**WHAT THE TASK ASKS**
Exact reproduction of every entry is required.

(Dataset records)
PR #1164, opened 2022-06-08
Add cloud volume clone feature

jdenver23:
Depends on:
- [x] https://github.com/ManageIQ/manageiq/pull/21923

### DIFF
--- a/spec/requests/cloud_volumes_spec.rb
+++ b/spec/requests/cloud_volumes_spec.rb
@@ -218,6 +218,7 @@ describe "Cloud Volumes API" do
   end
 
   describe 'create backup' do
+    let(:invalid_cloud_volume_url) { api_cloud_volume_url(nil, ApplicationRecord.id_in_region(999_999, ApplicationRecord.my_region_number)) }
     it 'it can create cloud volume backup through POST' do
       zone = FactoryBot.create(:zone)
       provider = FactoryBot.create(:ems_autosde, :zone => zone)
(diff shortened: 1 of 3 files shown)


agrare:
This looks good, we should add some spec tests

agrare:
For some example check out https://github.com/ManageIQ/manageiq-api/pull/1149/files#diff-a3c50450d3d70a77c2bddd76092b5ba015fba5015545be02eea66f7850ba52f1R212-R272 and https://github.com/ManageIQ/manageiq-api/pull/1120/files#diff-be7b7bd8c66aeebb9922d56d103c2c05f65c7429964cf5be395e630206644204R1619-R1625

jaywcarman (approved):
LGTM! Nice work @jdenver23

spec/requests/cloud_volumes_spec.rb
```diff
@@ -218,6 +218,7 @@
   end
 
   describe 'create backup' do
+    let(:invalid_cloud_volume_url) { api_cloud_volume_url(nil, ApplicationRecord.id_in_region(999_999, ApplicationRecord.my_region_number)) }
```
agrare, line 221: I think this should move into the clone context down here https://github.com/ManageIQ/manageiq-api/pull/1164/files#diff-a3c50450d3d70a77c2bddd76092b5ba015fba5015545be02eea66f7850ba52f1R327

agrare: Oh weird I just noticed the attach/detach specs are in the 'create backup' describe block.  Can you move the clone volume tests into their own describe block and out of the 'create backup' one?

jdenver23: Will do!

spec/requests/cloud_volumes_spec.rb
```diff
@@ -309,5 +309,47 @@
...
+        post(api_cloud_volume_url(nil, cloud_volume), :params => {:action => "clone"})
+        expected = {
+          "success" => false,
+          "message" => a_string_including("Clone for Cloud Volume id: #{cloud_volume.id} name: '': Feature not available\/supported")
+        }
+        expect(response.parsed_body).to include(expected)
+        expect(response).to have_http_status(:bad_request)
+      end
+
+      context "Cloud Volume clone action" do
```
agrare, line 343: Don't think this needs to be its own context since it isn't describing any different situation from the main describe block

agrare (approved):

**ANSWER BELOW**
PR #1164, opened 2022-06-08
Add cloud volume clone feature

jdenver23:
Depends on:
- [x] https://github.com/ManageIQ/manageiq/pull/21923

### DIFF
--- a/spec/requests/cloud_volumes_spec.rb
+++ b/spec/requests/cloud_volumes_spec.rb
@@ -218,6 +218,7 @@ describe "Cloud Volumes API" do
   end
 
   describe 'create backup' do
+    let(:invalid_cloud_volume_url) { api_cloud_volume_url(nil, ApplicationRecord.id_in_region(999_999, ApplicationRecord.my_region_number)) }
     it 'it can create cloud volume backup through POST' do
       zone = FactoryBot.create(:zone)
       provider = FactoryBot.create(:ems_autosde, :zone => zone)
(diff shortened: 1 of 3 files shown)


agrare:
This looks good, we should add some spec tests

agrare:
For some example check out https://github.com/ManageIQ/manageiq-api/pull/1149/files#diff-a3c50450d3d70a77c2bddd76092b5ba015fba5015545be02eea66f7850ba52f1R212-R272 and https://github.com/ManageIQ/manageiq-api/pull/1120/files#diff-be7b7bd8c66aeebb9922d56d103c2c05f65c7429964cf5be395e630206644204R1619-R1625

jaywcarman (approved):
LGTM! Nice work @jdenver23

spec/requests/cloud_volumes_spec.rb
```diff
@@ -218,6 +218,7 @@
   end
 
   describe 'create backup' do
+    let(:invalid_cloud_volume_url) { api_cloud_volume_url(nil, ApplicationRecord.id_in_region(999_999, ApplicationRecord.my_region_number)) }
```
agrare, line 221: I think this should move into the clone context down here https://github.com/ManageIQ/manageiq-api/pull/1164/files#diff-a3c50450d3d70a77c2bddd76092b5ba015fba5015545be02eea66f7850ba52f1R327

agrare: Oh weird I just noticed the attach/detach specs are in the 'create backup' describe block.  Can you move the clone volume tests into their own describe block and out of the 'create backup' one?

jdenver23: Will do!

spec/requests/cloud_volumes_spec.rb
```diff
@@ -309,5 +309,47 @@
...
+        post(api_cloud_volume_url(nil, cloud_volume), :params => {:action => "clone"})
+        expected = {
+          "success" => false,
+          "message" => a_string_including("Clone for Cloud Volume id: #{cloud_volume.id} name: '': Feature not available\/supported")
+        }
+        expect(response.parsed_body).to include(expected)
+        expect(response).to have_http_status(:bad_request)
+      end
+
+      context "Cloud Volume clone action" do
```
agrare, line 343: Don't think this needs to be its own context since it isn't describing any different situation from the main describe block

agrare (approved):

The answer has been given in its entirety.